:: MATERIAL PROVIDED

PR #73, opened 2019-08-08
Add getopts and usage

jharrington22:
@jewzaam @mwoodson my attempt to make script a little safer. With these changes you can run the script without arguments and it will print the usage (still) but adding a specific option for status and upgrade versions. Thoughts?

### DIFF
--- a/scripts/cluster-upgrade.sh
+++ b/scripts/cluster-upgrade.sh
@@ -1,19 +1,76 @@
-#!/bin/bash
-# This script contains non-portable components and is intended to run on a Hive cluster.
+#!/usr/bin/env bash
+set -o errexit
+set -o nounset
+set -o pipefail
 
-OCP_VERSION_FROM=$1
-OCP_VERSION_TO=$2
+STATUS=false
+SCRIPT_NAME=$(basename "$0")
 
-if [ -z $OCP_VERSION_FROM ];
-then
-    echo "This script can be used to get the status of all managed clusters or to upgrade clusters."
-    echo "usage: $0 status"
-    echo "usage: $0 <from> <to>"
-    echo "  example: $0 4.1.0 4.1.2"
+usage() {
+    cat <<EOF
+    This script contains non-portable components and is intended to run on a Hive cluster.
+
+    usage: $SCRIPT_NAME [ OPTION ]
+    Options
+    -f         [ VERSION ] OSD version to upgrade from
+    -t         [ VERSION ] OSD version to upgrade to
+    -s         Status of cluster versions
+
+    Example upgrade:
+      $0 -f 4.1.0 -t 4.1.2
+
+    Example status:
+      $0 -s
+EOF
+}
+
+if ( ! getopts ":t:f:sh" opt); then
+    cat <<EOF
+
+    $SCRIPT_NAME requries an argument!
+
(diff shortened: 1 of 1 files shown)


jharrington22:
I've tested the status option but not the upgrade.

scripts/cluster-upgrade.sh
```diff
@@ -1,19 +1,75 @@
 #!/bin/bash
-# This script contains non-portable components and is intended to run on a Hive cluster.
 
-OCP_VERSION_FROM=$1
-OCP_VERSION_TO=$2
+STATUS=false
```
```suggestion
STATUS=false
set -e
```

little safer

jharrington22: Good point :)

jharrington22: @lisa fixed

scripts/cluster-upgrade.sh
```diff
@@ -1,19 +1,75 @@
-#!/bin/bash
-# This script contains non-portable components and is intended to run on a Hive cluster.
+#!/bin/bash -e
```
cblecker:
```suggestion
#!/usr/bin/env bash

set -o errexit
set -o nounset
set -o pipefail
```

scripts/cluster-upgrade.sh
```diff
@@ -1,19 +1,75 @@
...
 
-OCP_VERSION_FROM=$1
-OCP_VERSION_TO=$2
+STATUS=false
+SCRIPT_NAME=$(basename "$0")
+
+usage() {
+    cat <<EOF
```
cblecker: Reason for cat > echo?

jharrington22: Its cleaner, otherwise I'd have to echo every line or string together `\n`'s. Do you think?

jharrington22:
I'll squash before merge, so please don't lgtm @lisa @cblecker

scripts/cluster-upgrade.sh
cblecker: Oh yeah, you're using a here doc. Yeah, that's fine then 👍

scripts/cluster-upgrade.sh
```diff
@@ -1,19 +1,78 @@
...
+        t)
+            OSD_UPGRADE_TO="$OPTARG" >&2
+            ;;
+        s)
+            STATUS=true >&2
+            ;;
+        h)
+            echo "Invalid option: -$OPTARG" >&2
+            usage
+            exit 1
```
lisa: I don't think showing help should be an error?

jharrington22: Good pickup!

scripts/cluster-upgrade.sh
```diff
@@ -1,19 +1,76 @@
...
+        :)
+            echo "$0 Requires an argument" >&2
+            usage
+            exit 1
+            ;;
+        esac
+    done
+
+
+OCP_VERSION_FROM=OSD_UPGRADE_FROM
```
cblecker: Why do we set this as one name from getops, and then set it to the exact same thing down here? Seems redundant.

jewzaam:
@jharrington22 still something you'd like to merge?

::::

EXERCISE DESCRIPTION:
From the listing above, copy out each line where the word "getopts" appears.

RESPONSE TO THIS EXERCISE:
Add getopts and usage
+if ( ! getopts ":t:f:sh" opt); then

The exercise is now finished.